Embarrassment is a key word here. Romania’s politicians, never much loved by those they profess to serve, are expert at making a spectacle of themselves. But many thoughtful people who have watched the Bucharest sideshow for years are seriously worried these days.
Among other actions the new prime minister has taken since coming to power in May have been to transfer control of the respected Romanian Cultural Institute from the president’s office to parliament, to stack the supervisory board of public television with members of the ruling coalition – ignoring a law that requires it to reflect the makeup of parliament – to fire the respected director of the national archives, and to ignore the ruling of a national council on degrees that Ponta plagiarized his doctoral thesis. He had promised to resign if the council ruled as such, but instead he added 25 new members to the council’s existing 20 and called the ruling illegal.
As you might expect, the phrase “rule of law” is becoming a staple of commentaries in the Romanian press.
On the issue of the trip to Brussels, Cristian Ghinea, director of the Romanian Center for European Policies, told me in an email, “We have such a stupid constitution that each of them had his own arguments in the constitutional text. But once the court made a decision I expected it to be obeyed.”

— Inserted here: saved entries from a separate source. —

PR #1660, opened 2020-10-14
Faster conversations list load

Hocuri:
it's not a big difference but these are small changes, too.
- Log.i instead of Log.w (seemed to make a difference, maybe only Log.i buffers?)
- Don't set a fallback avatar
  if there is no fallbackavatar the error avatar will be shown, which is the same in our case, but this way we don't have to call getFallbackAvatarDrawable twice


r10s (approved):
strange with Log.w and Log.i - if this is so much time consuming, we can also remove these logs.

however, for now, we do merge this pr :)

Hocuri:
> strange with Log.w and Log.i - if this is so much time consuming, we can also remove these logs.

I didn't double-check this so I may as well have overseen sth or whatever but Log.i fits better there anyway.

PR #1664, opened 2020-10-16
Use viewtype instead of mimetype for presenting messages

Hocuri:
See https://github.com/deltachat/deltachat-core-rust/pull/1973/


link2xt:
Looks like the code comes from here:
https://github.com/signalapp/Signal-Android/blob/f9a9ee6b0cdb694d1d3490e96271863a224a4794/app/src/main/java/org/thoughtcrime/securesms/util/MediaUtil.java#L68

Signal uses mimetypes, but DC has viewtypes.

link2xt (approved):

adbenitez (approved):

r10s (approved):
yeah, much better. there are still some places where the android-code is not a 100% match to the deltachat-objects, but these places become rare :)

PR #1665, opened 2020-10-16
If audio failed to play, open it in external app

Hocuri:
I don't think it is worth it to add support for e.g. m4a but we can let the user open it in another app so that they can still listen to it.


adbenitez (approved):
a friend was complaining about this recently, great!

r10s (approved):
lgtm

PR #1667, opened 2020-10-16
remove dead code

r10s:
a little cleanup ...


hpk42 (approved):
that sounds like an easy one to approve :)

r10s:
> that sounds like an easy one to approve :)

we will see :)

PR #1668, opened 2020-10-17
open profile from contact list

r10s:
this pr adds an "view profile" info-icon to the action-bar that is shown when a contact is long-tapped.

selecting the icon will open the contact's profile.

successor of #1659, getting the "hack" into a "real feature" :)

### DIFF
--- a/res/menu/contact_list.xml
+++ b/res/menu/contact_list.xml
@@ -2,7 +2,7 @@
 <menu xmlns:android="http://schemas.android.com/apk/res/android"
       xmlns:app="http://schemas.android.com/apk/res-auto">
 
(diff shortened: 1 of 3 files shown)


res/menu/contact_list.xml
```diff
@@ -2,7 +2,12 @@
 <menu xmlns:android="http://schemas.android.com/apk/res/android"
       xmlns:app="http://schemas.android.com/apk/res-auto">
 
-    <item android:title="@string/menu_delete_chat"
```
r10s, line 5: this is not related to the pr, but it turned out the tooltip delete_chat is just wrong for deleting contacts :)

adbenitez (approved):
nice!

PR #1669, opened 2020-10-17
reword protection message and make it translatable

r10s:
with this pr, the system messages will look like ...

 

**please regard the icons as placeholders,** they will probably be changed/refined at some point later, this pr is about the wording of the message, so that it can go to the translators.

the "... by ..." suffix cannot be changed for now, this would cause too much troubles. so wordings as "I enabled ..." are out of scope.

suggestions welcome :)

### DIFF
--- a/res/values/strings.xml
+++ b/res/values/strings.xml
@@ -594,6 +594,12 @@
     <string name="systemmsg_ephemeral_timer_week">Disappearing messages timer set to 1 week.</string>
     <string name="systemmsg_ephemeral_timer_four_weeks">Disappearing messages timer set to 4 weeks.</string>
 
+    <!-- Translators: Protection disabled/enabled messages will be displayed together with a big "shield" and may be suffixed by systemmsg_action_by_user or systemmsg_action_by_me -->
+    <string name="systemmsg_chat_protection_disabled">Chat protection disabled.</string>
+    <string name="systemmsg_chat_protection_enabled">Chat protection enabled.</string>
+    <!-- Translators: The details are typically shown directly below systemmsg_chat_protection_enabled -->
+    <string name="systemmsg_chat_protection_enabled_explain">From now on, messages shown in this chat are protected even against compromised servers.</string>
+
 
     <!-- screen lock -->
     <string name="screenlock_title">Screen lock</string>
--- a/jni/dc_wrapper.c
+++ b/jni/dc_wrapper.c
@@ -1337,6 +1337,12 @@ JNIEXPORT jboolean Java_com_b44t_messenger_DcMsg_isInfo(JNIEnv *env, jobject obj
 }
 
 
+JNIEXPORT jint Java_com_b44t_messenger_DcMsg_getInfoType(JNIEnv *env, jobject obj)
+{
+    return (jint)dc_msg_get_info_type(get_dc_msg(env, obj));
+}
+
+
 JNIEXPORT jboolean Java_com_b44t_messenger_DcMsg_isSetupMessage(JNIEnv *env, jobject obj)
 {
     return dc_msg_is_setupmessage(get_dc_msg(env, obj));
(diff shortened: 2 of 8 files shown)


res/values/strings.xml
```diff
@@ -594,6 +594,12 @@
     <string name="systemmsg_ephemeral_timer_week">Disappearing messages timer set to 1 week.</string>
     <string name="systemmsg_ephemeral_timer_four_weeks">Disappearing messages timer set to 4 weeks.</string>
 
+    <!-- Translators: Protection disabled/enabled messages will be displayed together with a big "shield" and may be suffixed by systemmsg_action_by_user or systemmsg_action_by_me -->
+    <string name="systemmsg_chat_protection_disabled">Chat protection disabled.</string>
```
comradekingu, line 598:
```suggestion
    <string name="systemmsg_chat_protection_disabled">Chat protection off.</string>
```

res/values/strings.xml
```diff
@@ -594,6 +594,12 @@
...
+    <string name="systemmsg_chat_protection_enabled">Chat protection enabled.</string>
```
comradekingu, line 599:
```suggestion
    <string name="systemmsg_chat_protection_enabled">Chat protection on.</string>
```

res/values/strings.xml
r10s: that would not fit when the suffix "by ..." is added. also imho, "enabled" implies some action taken before. this is not true for "on"

res/values/strings.xml
r10s: see comment  above.

res/values/strings.xml
comradekingu: Well, as anything other than a manifestation of itself, (which is weird). "Now" added.

r10s: what's wrong with "Chat protection disabled"?

comradekingu: The distinction between "off" and "disabled" is unimportant(?) so the primary result is more interesting.
Enabled/disabled is mechanical and off-putting. I thought the strings were consistently "on/off", but that got shut down https://github.com/deltachat/deltachat-android/pull/1122/files
Instead it is, both. That is however the type of consistency you will find.

res/values/strings.xml
comradekingu: In my head this could also mean some sort of +voice mode. "Chat now protected" sounds less like that to me.
Is there a short way to explain how?

res/values/strings.xml
hpk42: but the first message says "Chat protection enabled/disabled by XXXX" and so it's reasonable to re-use the same term. 
Bjoern: as noted somehwere else, i think it should be "chat protection enabled by last message" but maybe i am misinterpreting, only briefly in today.

r10s: @hpk42 yip, you're right. the "shown in this chat" is a bit misleading. messages that were in the chat before do not have the protection.

maybe say. 
"Chat protection enabled [by me|username]. Subsequent messages are protected against compromised servers."
or  
"Chat protection enabled [by me|username]. Subsequent messages are protected against compromised servers until protection is disabled again."

to the context: the initial post is about two system-messages, one for enabling, one for disabling. we can also leave out the explaining text completely, however, i think it is good to describe what "Chat protection" means here, similar as what whatsapp is doing - even if not everyone understands what that means.

i'd add a screenshot here, however, this requires the shield first, which is not ready yet (and also not required for the next release where we do not have the on/off switch)

r10s:
@hpk42 @all i updated the initial post and added some screenshots, maybe the context is clearer now :)

okdistribute:
"are protected against compromised servers" the even is unnecessary in my opinion. 

Also what is the word used for login and other parts of the app that deal with the email account? Provider or server or something else?

res/values/strings.xml
comradekingu: Doesn't stating the same thing using the same words take away an opportunity to understand what is going on?

flub:
Is it possible to add a "more info" link to the FAQ page?

r10s:
thanks all for helping - for the upcoming version, we will just do a minimal "Chat protection enabled/disabled [by user]", without icon or further explanation. 

this already ensures, clients will follow the enable/disable messages and the user will notice - while not confusing and mixing things with the still existent "verified groups".

when we finally ship protected-groups, including a switch, we will target the explanation and the icon again.

PR #1412, opened 2020-06-12
start ConversationListActivity with startActivityForResult()

Hocuri:
so that the conversations list is correctly updated before and after
sharing. Now it always correctly shows or does not show the devicetalk.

Ghinea said that, yes, the court is a political institution – but it has been so since it was established in 1991 and every party has had to live with judges appointed by its predecessor in power. “But that’s the game and the court is the final referee for constitutional conflicts. This is why I consider Ponta’s statement and decision to go to Brussels a dangerous precedent.”
“This sort of populism – I represent the nation, no matter what the legal institutions are saying – it’s particularly worrying in a country with a weak tradition in check and balances,” he wrote.
It was Ponta’s decision to wrest control of the cultural institute from Basescu that got the most press outside the country, thanks to protests by leading artistic lights at home and abroad. The prime minister said the move was done to make the organization’s spending more transparent. But Ghinea notes that parliament does a poor job of overseeing the institutions under its purview. For public television, lawmakers did not even discuss the annual reports for 2009 and 2010. “They only discussed the 2011 report after the change of government in order to get rid of the former board and appoint their people. Considering minimal accountability standards, this is not a proper control. So our precedents with the parliament enforcing good governance are … zero,” Ghinea wrote.
“What worries me the most is the new government’s mentality, they seem not to care about minimal standards of check and balances.”
Deutsche Welle recently called Ponta’s overreach the “orbanization of Romania,” a reference to Hungarian Prime Minister Viktor Orban’s locking down of power for his Fidesz party by a rewrite of the constitution, bringing to heel the press and the judiciary.
Ponta has not gone that far, but then he has not had as much time.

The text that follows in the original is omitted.